> What is needed
Please tally how many lines in the entries below include the word "gets", giving only the number.
Top of Dataset excerpts
PR #9524, opened 2023-08-27
win-capture: Add audio capture option to window/game capture

derrod:
### Description

Based on discussions and ideas from others I've come up with five differrent ways of doing this, this PR represents my favoured one but this is still up for discussion:

1. (first attempt) Making window/game capture a composite source ([branch](https://github.com/derrod/obs-studio/commits/game-cap-linked-audio-legacy))
2. Rerouting audio in libobs ([branch](https://github.com/derrod/obs-studio/commits/libobs-reroute-audio))
3. **(this PR)** Procedure call in win-wasapi to reroute its audio to another source ([branch](https://github.com/derrod/obs-studio/commits/wasapi-reroute-proc))
4. Using a submix in win-capture ([branch](https://github.com/derrod/obs-studio/commits/win-capture-audio-mix))
5. Using audio callbacks to re-emit the wasapi source's audio ([branch](https://github.com/derrod/obs-studio/commits/win-capture-audio-callback))

No. 5 is the only one that does not require modifications to win-wasapi, the UI, or libobs.

#### Demo
https://github.com/obsproject/obs-studio/assets/3123295/c18f67ea-f159-469e-8b4c-beed423dc3ea

### Motivation and Context

Inspired to revisit this by #9518, but with a UX more akin to what was originally floated in conversations on Discord when the "application audio capture" source was first introduced.

### How Has This Been Tested?

Tested with a few games, fullscreen, window, and hotkey mode.

### Types of changes

### Checklist:

### DIFF
--- a/plugins/win-capture/data/locale/en-US.ini
+++ b/plugins/win-capture/data/locale/en-US.ini
@@ -38,6 +38,9 @@ GameCapture.Rgb10a2Space="RGB10A2 Color Space"
 GameCapture.Rgb10a2Space.Srgb="sRGB"
 GameCapture.Rgb10a2Space.2100PQ="Rec. 2100 (PQ)"
 Mode="Mode"
+CaptureAudio="Capture Audio (BETA)"
+CaptureAudio.TT="When enabled, creates an \"Application Audio Capture\" source that automatically updates to the currently captured window/application. Note that if Desktop Audio is configured, this could result in doubled audio."
+AudioSuffix="Audio"
 
 # Generic compatibility messages
 Compatibility.GameCapture.Admin="%name% may require OBS to be run as admin to use Game Capture."
--- a/plugins/win-capture/CMakeLists.txt
+++ b/plugins/win-capture/CMakeLists.txt
@@ -44,6 +44,8 @@ target_sources(
   PRIVATE # cmake-format: sortable
           app-helpers.c
           app-helpers.h
+          audio-helpers.c
+          audio-helpers.h
           compat-format-ver.h
           compat-helpers.c
           compat-helpers.h
--- a/plugins/win-capture/audio-helpers.c
+++ b/plugins/win-capture/audio-helpers.c
@@ -1,0 +1,136 @@
+#include "audio-helpers.h"
+
+#include <util/dstr.h>
+
+static inline bool settings_changed(obs_data_t *old_settings,
+				    obs_data_t *new_settings)
+{
+	const char *old_window = obs_data_get_string(old_settings, "window");
+	const char *new_window = obs_data_get_string(new_settings, "window");
+
+	enum window_priority old_priority =
+		obs_data_get_int(old_settings, "priority");
+	enum window_priority new_priority =
+		obs_data_get_int(new_settings, "priority");
+
+	// Changes to priority only matter if a window is set
+	return (old_priority != new_priority && *new_window) ||
+	       strcmp(old_window, new_window) != 0;
+}
+
+static inline void reroute_wasapi_source(obs_source_t *wasapi,
+					 obs_source_t *target)
+{
+	proc_handler_t *ph = obs_source_get_proc_handler(wasapi);
+	calldata_t *cd = calldata_create();
+	calldata_set_ptr(cd, "target", target);
+	proc_handler_call(ph, "reroute_audio", cd);
+	calldata_free(cd);
+}
+
+void setup_audio_source(obs_source_t *parent, obs_source_t **child,
+			const char *window, bool enabled,
+			enum window_priority priority)
+{
+	if (enabled) {
+		obs_data_t *wasapi_settings = NULL;
+
+		if (window) {
+			wasapi_settings = obs_data_create();
+			obs_data_set_string(wasapi_settings, "window", window);
+			obs_data_set_int(wasapi_settings, "priority", priority);
+		}
+
+		if (!*child) {
+			struct dstr name = {0};
+			dstr_printf(&name, "%s (%s)",
+				    obs_source_get_name(parent),
+				    TEXT_CAPTURE_AUDIO_SUFFIX);
+
+			*child = obs_source_create_private(
+				AUDIO_SOURCE_TYPE, name.array, wasapi_settings);
+
+			// Ensure child gets activated/deactivated properly
+			obs_source_add_active_child(parent, *child);
+			// Reroute audio to come from window/game capture source
+			reroute_wasapi_source(*child, parent);
+			// Show source in mixer
+			obs_source_set_audio_active(parent, true);
+
+			dstr_free(&name);
+		} else if (wasapi_settings) {
+			obs_data_t *old_settings =
+				obs_source_get_settings(*child);
+			// Only bother updating if settings changed
+			if (settings_changed(old_settings, wasapi_settings))
+				obs_source_update(*child, wasapi_settings);
+
+			obs_data_release(old_settings);
+		}
+
+		obs_data_release(wasapi_settings);
+	} else {
+		obs_source_set_audio_active(parent, false);
+
+		if (*child) {
+			reroute_wasapi_source(*child, NULL);
+			obs_source_remove_active_child(parent, *child);
+			obs_source_release(*child);
+			*child = NULL;
+		}
+	}
+}
+
+static inline void encode_dstr(struct dstr *str)
+{
+	dstr_replace(str, "#", "#22");
+	dstr_replace(str, ":", "#3A");
+}
+
+void reconfigure_audio_source(obs_source_t *source, HWND window)
+{
+	struct dstr title = {0};
+	struct dstr class = {0};
+	struct dstr exe = {0};
+	struct dstr encoded = {0};
+
+	ms_get_window_title(&title, window);
+	ms_get_window_class(&class, window);
+	ms_get_window_exe(&exe, window);
+
+	encode_dstr(&title);
+	encode_dstr(&class);
+	encode_dstr(&exe);
+
+	dstr_cat_dstr(&encoded, &title);
+	dstr_cat(&encoded, ":");
+	dstr_cat_dstr(&encoded, &class);
+	dstr_cat(&encoded, ":");
+	dstr_cat_dstr(&encoded, &exe);
+
+	obs_data_t *audio_settings = obs_data_create();
+	obs_data_set_string(audio_settings, "window", encoded.array);
+	obs_data_set_int(audio_settings, "priority", WINDOW_PRIORITY_CLASS);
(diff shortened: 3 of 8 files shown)


derrod:
Updated to include window capture as well.

exeldro:
A small thing that might be strange for the users is if you rename the audio source or change properties from the Audio Mixer dock, that change will be gone as soon as the scene collection is loaded again.
Also the audio filters can not be done via the window/game capture filters, but have to be done on the audio source, which might not be clear to users.

derrod:
> A small thing that might be strange for the users is if you rename the audio source or change properties from the Audio Mixer dock, that change will be gone as soon as the scene collection is loaded again.

I removed the option to rename "hidden" sources, that seems like a sensible change anyway.

> Also the audio filters can not be done via the window/game capture filters, but have to be done on the audio source, which might not be clear to users.

Indeed, sadly I do not think there's a good way to solve that. This also affects other composite source such as groups and nested scenes, but those obviously communicate that more clearly by having children in the tree.

plugins/win-capture/data/locale/en-US.ini
```diff
@@ -38,6 +38,9 @@ GameCapture.Rgb10a2Space="RGB10A2 Color Space"
 GameCapture.Rgb10a2Space.Srgb="sRGB"
 GameCapture.Rgb10a2Space.2100PQ="Rec. 2100 (PQ)"
 Mode="Mode"
+CaptureAudio="Capture Audio"
+CaptureAudio.TT="When enabled an \"Application Audio Capture\" source will be created that automatically is updated to the currently captured window/application."
```
WizardCM, line 42: This wording tripped me up, took me 4 attempts to read it correctly & understand what it was trying to convey.
I'd also specify that the "Desktop Audio" source may conflict.

Something like:
```suggestion
CaptureAudio.TT="When enabled, creates an \"Application Audio Capture\" source that automatically updates to the currently captured window/application. Note that if Desktop Audio is configured, this could result in doubled audio."
```

libobs/obs-source.c
```diff
@@ -4192,6 +4203,33 @@ void obs_source_output_audio(obs_source_t *source,
 	pthread_mutex_unlock(&source->filter_mutex);
 }
 
+void obs_source_reroute_audio(obs_source_t *dst, obs_source_t *src)
```
gxalpha, line 4206: Just nitpicking, personally I'd make this return a bool indicating success or failure (and then return false on the following `return` calls below), just to be safe if it's needed in the future.

gxalpha (commented):
Seeing as the audio source is truly private now, would it make sense to remove the name handling (constructing the names, listening to the `rename` signal) and just giving it a `NULL` name? Seems like it would make the PR quite a bit smaller.

derrod:
> Seeing as the audio source is truly private now, would it make sense to remove the name handling (constructing the names, listening to the `rename` signal) and just giving it a `NULL` name? Seems like it would make the PR quite a bit smaller.

The name is still displayed in the log, if no name is provied one will be generated (which is something like `__unnamed001`), to make logs easier to understand I figured we should keep a source name that reflects what it is.

libobs/obs-source.c
derrod: Makes sense, it just wasn't useful here. If we can're reroute a source on creation something has gone horribly wrong.

cg2121:
If I remember correctly, you can set the output flags of the game/window capture sources to also use OBS_SOURCE_COMPOSITE, so you can use the .audio_render function to render the child audio source. This way you don't need all of the new audio reroute functions. See the slideshow source for an example of a composite source. At least I think this should work.

derrod:
> If I remember correctly, you can set the output flags of the game/window capture sources to also use OBS_SOURCE_COMPOSITE, so you can use the .audio_render function to render the child audio source. This way you don't need all of the new audio reroute functions. See the slideshow source for an example of a composite source. At least I think this should work.

That was the original version of this PR which is still on a branch in my fork[^1], the downside there is that the UX is slightly weird as the audio and video sources are separate, for example, you cannot directly add filters to the game capture source.

Based on feedback from @Warchamp7 and @Lain-B I added the rerouting feature to solve it more elegantly.

[^1] https://github.com/derrod/obs-studio/tree/game-cap-linked-audio-legacy

derrod:
Updated once again using an idea proposed by @norihiro to use a procedure call in the wasapi source instead for the rerouting, this skips having to modify libobs itself and is overall arguably cleaner.

Currently the three variations are available on different branches in my repo:
1. Composite source: https://github.com/derrod/obs-studio/commits/game-cap-linked-audio-legacy
2. libobs rerouting: https://github.com/derrod/obs-studio/commits/libobs-reroute-audio
3. proc call rerouting (this PR): https://github.com/derrod/obs-studio/commits/wasapi-reroute-proc

I guess 4. would be using `source_info.audio_mix` which has advantages of its own, mainly that neither libobs nor win-wasapi would need to be modified, but that's not something I'll deal with today.

cg2121:
> If I remember correctly, you can set the output flags of the game/window capture sources to also use OBS_SOURCE_COMPOSITE, so you can use the .audio_render function to render the child audio source. This way you don't need all of the new audio reroute functions. See the slideshow source for an example of a composite source. At least I think this should work.

This doesn't work like I thought it would, as a composite source can't also be an audio source, so the re-routing audio feature @derrod came up with is the preferred solution here.

cg2121:
Would the audio_line source work for this PR, as it has the OBS_SOURCE_SUBMIX flag? https://github.com/obsproject/obs-studio/blob/112adb0a73c968658336a23d8dac1d02c82f6892/libobs/obs.c#L1227

derrod:
You'd still need to get the audio from the wasapi source to that one though. Maybe another way could be getting the child's audio data via `obs_source_add_audio_capture_callback()` and then re-output it directly...

But I feel that all those approches ultimately are overcomplicating something.

derrod:
Well here's take #5 anyway, using a callback to re-output the audio from the window/game capture sources. This one is finally fully-self contained within `win-capture`: https://github.com/derrod/obs-studio/commits/win-capture-audio-callback

norihiro:
I feel negative about using `obs_source_add_audio_capture_callback` because the callback is called after the audio data has been placed into `audio_input_buf` for the private audio source, which might grow the audio buffering unnecessarily.

In the code below, `source_output_audio_push_back` and `source_output_audio_place` place the data into the buffer. `source_signal_audio_data` calls the callback.
https://github.com/obsproject/obs-studio/blob/5ad60809a850ff5829cbd23a6683f71e1d42c4fe/libobs/obs-source.c#L1561-L1570

derrod:
Mh not quite sure why it would increase audio buffering? It'll use a bit of extra RAM, yes, but I don't think that should impact audio buffering.

derrod:
I guess one downside of the current approach (audio callback) is that it'll get the resampled audio from OBS, i.e. if OBS is set to stereo but the audio capture source is non-stereo (e.g. 5.1) then the game capture audio will still show up as stereo. Dunno if that is really a concern though.

GeorgesStavracas (approved):
UI / UX approved (no code was reviewed though!)

norihiro:
> Mh not quite sure why it would increase audio buffering? It'll use a bit of extra RAM, yes, but I don't think that should impact audio buffering.

The audio buffering I'm referring is this one.
https://github.com/obsproject/obs-studio/blob/2308414bcc89975647c8db06609b3f03b43a422b/libobs/obs-audio.c#L384-L388


If audio from the private source is delayed, the above code will be triggered. Assuming the code is more likely called when the sync-offset is 0 than a positive sync-offset, the audio buffering will happen more than other approaches because the private audio source will always have 0 sync-offset.

derrod:
> If audio from the private source is delayed, the above code will be triggered. Assuming the code is more likely called when the sync-offset is 0 than a positive sync-offset, the audio buffering will happen more than other approaches because the private audio source will always have 0 sync-offset. The audio subsystem of libobs is complicated. I feel this would be another motivation to avoid putting audio into libobs and taking by the callback.

I don't think this would behave any differently from the other approaches since all of them retain the original timestamps. The sync offset is only used when the user changes it in the advanced audio properties and that generally shouldn't be required for WASAPI process capture.

Also not entirely sure what you mean by "avoid putting audio into libobs and taking by the callback".

derrod:
Rebased and updated to use the procedure call approach based on discussions with @norihiro, seems to be the safest as it avoids any libobs modifications and re-emitting the audio via callback may cause issues with audio buffering.

Lain-B (approved):

Lain-B:
Might need to be marked as a beta feature until process audio capture gets a MS-side fix.

DmitriyFrogo:
My OBS always crashing on startup with these code changes, even with deleted %appdata%\obs-studio\ folder

Crash Log: [Crash 2023-12-13 00-35-39.txt](https://github.com/obsproject/obs-studio/files/13653441/Crash.2023-12-13.00-35-39.txt)
Log: [2023-12-13 00-35-37.txt](https://github.com/obsproject/obs-studio/files/13653442/2023-12-13.00-35-37.txt)

DmitriyFrogo:
Now it's crashing on exit
Seems like, if you already have Window or Game Capture, before updating to this build, and then enable "Capture Audio (Beta)", it's messing with something and can't properly assign audio tracks
Even if you manually assign track - it crashes after exit
изображение

To fix this, I need to disable "Sound Capture (BETA)" first, then delete old capture source, and create new one
If I want to delete old capture source without disabling Sound Capture, it deletes from sources list, but continues to crash on exit, and I can't create new capture source with same name

[2023-12-13 19-51-43.txt](https://github.com/obsproject/obs-studio/files/13663462/2023-12-13.19-51-43.txt)
[Crash 2023-12-13 19-51-50.txt](https://github.com/obsproject/obs-studio/files/13663464/Crash.2023-12-13.19-51-50.txt)

DmitriyFrogo:
> To fix this, I need to disable "Sound Capture (BETA)" first, then delete old capture source, and create new one
If I want to delete old capture source without disabling Sound Capture, it deletes from sources list, but continues to crash on exit, and I can't create new capture source with same name, like it's still here

I sometimes forgot to trigger capture with active window, when I test this
Now it crashing on exit every time after I have captured any active window/game

DmitriyFrogo:
Tested for about 5 hours
No issues

DmitriyFrogo:
Still no issues after ~40 hours of tests

Nice feature that allows you to avoid mess in sources list
But one thing that can be improved
You can mute source when the game/window is visible
But you can't hide game/window so the sound keeps playing
So you still need to use separate Game/Window Capture + "App Sound Capture (Beta)" and make mess with sources list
Bottom of Dataset excerpts
> Solution
2